Have a week booked at Lily Bay State Park on Moosehead Lake and would like to 
spend several days near Acadia NP. We are considering Smugglers Den Campground
as it is fairly close to everything but in a less crowded area. Has anyone ever stayed
at this campground? Was it nice? Any recommended sites? Any other campgrounds? We are hoping for full
hook-ups as we will be arriving after a week without any, 
close to Acadia (we will most spend our time there) and not be packed into sites like sardines.


----------



## swanny (Oct 31, 2007)

We are having a rally at Smugglers Den Aug. 21st - 28th. If you can join us. SD is a nice CG and great location. Most any site is good, some under trees some out in the open and some concrete slabs. Check it out on the rally page.

kevin


----------



## clarkely (Sep 15, 2008)

join us for the rally!!! Smugglers is an awesome campground!!
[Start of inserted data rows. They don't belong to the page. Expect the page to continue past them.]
PR #28292, opened 2023-09-26
contrib: Add ContainerLab-based BGP CPlane development environment

YutaroHayakawa:
Please see the commit message for more details.

```release-note
contrib: Add ContainerLab-based BGP CPlane development environment
```

PR #28548, opened 2023-10-11
Fix kind targets

chancez:
Fixes a few issues brought up in slack: https://cilium.slack.com/archives/C2B917YHE/p1697062058979519

- Fix `kind-ready` when dealing with clusters that are not named `kind`, fixing the `fast` variant of the kind targets.
- Do not assume a cluster is named `kind` in the non-fast kind targets, instead pick the first KIND cluster, unless overriden
- Fix kind fast targets for MacOS by setting `GOOS=linux`, since binaries need to be built for Linux to run within KIND (and agent only builds for GOOS=linux).

### DIFF
--- a/Makefile
+++ b/Makefile
@@ -563,7 +563,7 @@ kind-install-cilium-clustermesh: kind-clustermesh-ready ## Install a local Ciliu
 	$(CILIUM_CLI) clustermesh status --context kind-clustermesh1 --wait
 	$(CILIUM_CLI) clustermesh status --context kind-clustermesh2 --wait
 
-KIND_CLUSTER_NAME ?= kind
+KIND_CLUSTER_NAME ?= $(shell kind get clusters -q | head -n1)
 
 .PHONY: kind-ready
 kind-ready:
--- a/Makefile
+++ b/Makefile
@@ -621,19 +621,19 @@ kind-install-cilium-fast: kind-ready ## Install a local Cilium version into the 
 
 .PHONY: build-cli
 build-cli: ## Build cilium cli binary
-	$(QUIET)$(MAKE) -C cilium-dbg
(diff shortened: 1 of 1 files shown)


Makefile
```diff
@@ -622,19 +621,19 @@ kind-install-cilium-fast: kind-ready ## Install a local Cilium version into the
 
 .PHONY: build-cli
 build-cli: ## Build cilium cli binary
-	$(QUIET)$(MAKE) -C cilium-dbg
+	$(QUIET)$(MAKE) -C cilium-dbg GOOS=linux
```
joestringer, line 624: nit: I wonder whether it's worth doing a `GOOS ?= linux` definition somewhere like `Makefile.defs` so that this can be easily overridden as well. I have from time to time passed GOOS=darwin to try some things out, though I recognize that Cilium does not fully compile like that currently.

chancez: Yeah I considered it, I wasn't sure about if I should do that or not. 

A global variable definition would change every invocation of our builds, whereas this is scoped to just the targets being used by the `kind-image-*-fast` targets, and as far as I can tell, these `build-*` targets are only used by the `kind-image-*-fast` targets. 

For example, if we blindly set `GOOS=linux` then running the tests will fail for non-Linux users, since it'll build the test binary for Linux, which cannot be executed on non-Linux.

joestringer: Ah good point, hmm. Alright I can't think of a better solution for now. We can always iterate on this in future. :+1:

joestringer (approved):

YutaroHayakawa (approved):
I confirmed my original goal in #28292 is still accomplished. LGTM 👍

aanm (approved):
Thank you!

Moosehead lake is beautiful and the whole Moosehead lake region is beautiful Black frog is a nice restraunt in Greenville.... had lunch there and than drove snowmobile up the lake to Rockwood, and then north







........ The whole area is beautiful!!


----------



## pebbles (Jun 13, 2007)

I wish we could make the rally but due to an upcoming 
contract negotiation at hubby's work no vacation time
is available in August. We will be there around 
July 24th (a month to early!!). Glad to hear good things
about both locations as we had a tough time deciding where
to go this year. Will make a note of that restaurant in Greenville, thanks Clarkely!

I think I will request a site under the trees at Smugglers Den.
I emailed the owner earlier today and was told the try to reserve
the concrete pad sites for weekly rentals and we are only planning
to stay for 3 nights on our way home from Moosehead Lake.


----------



## egregg57 (Feb 13, 2006)

Hey, Hey, Hey! Watch out for pebbles! She's trouble!









heh, Heh! Just Kidding!! How's it going there!? While we were up in Acadia last year we looked at a few campgrounds and found that some are pretty tight. Smugglers Den had the most room by far, for what Tina and i saw. i would definately call Smugglers as soon as you can. I believe that campground books up Quick!!! Very Quick! It would be a good choice!!

Eric

P.S. R.A.L.L.Y.!!!!


----------



## pebbles (Jun 13, 2007)

[quote name='egregg57' date='08 February 2011 - 03:11 PM' timestamp='1297195880' post='403250']
Hey, Hey, Hey! Watch out for pebbles! She's trouble!


















Hey Eric, How are you? Not still causing trouble in Wolfwood I hope







Thanks for the heads up I am calling Smugglers Den right now.

Judi


----------



## Joonbee (Jan 18, 2008)

There is another small group that is going to Smugglers from July 23-30 and they are in the 80's. Give Rain my name for the July group and she will try to get you in near them. Some of them are/were outbackers and have been to the area before.

You will definatley like the CG over any other, no matter the site you get into.

Jim


----------



## pebbles (Jun 13, 2007)

Joonbee, read your post after contacting Smugglers Den. They only had three sites left 109, 110 and 122. Rain said 109 was on
the smallish side so we booked site 122. Glad we called today or they might have been sold out and we would have 
had to play the cancelation roulette game.

Judi


----------



## huntr70 (Jul 8, 2005)

Looks like we'll see you there!!!

Steve


----------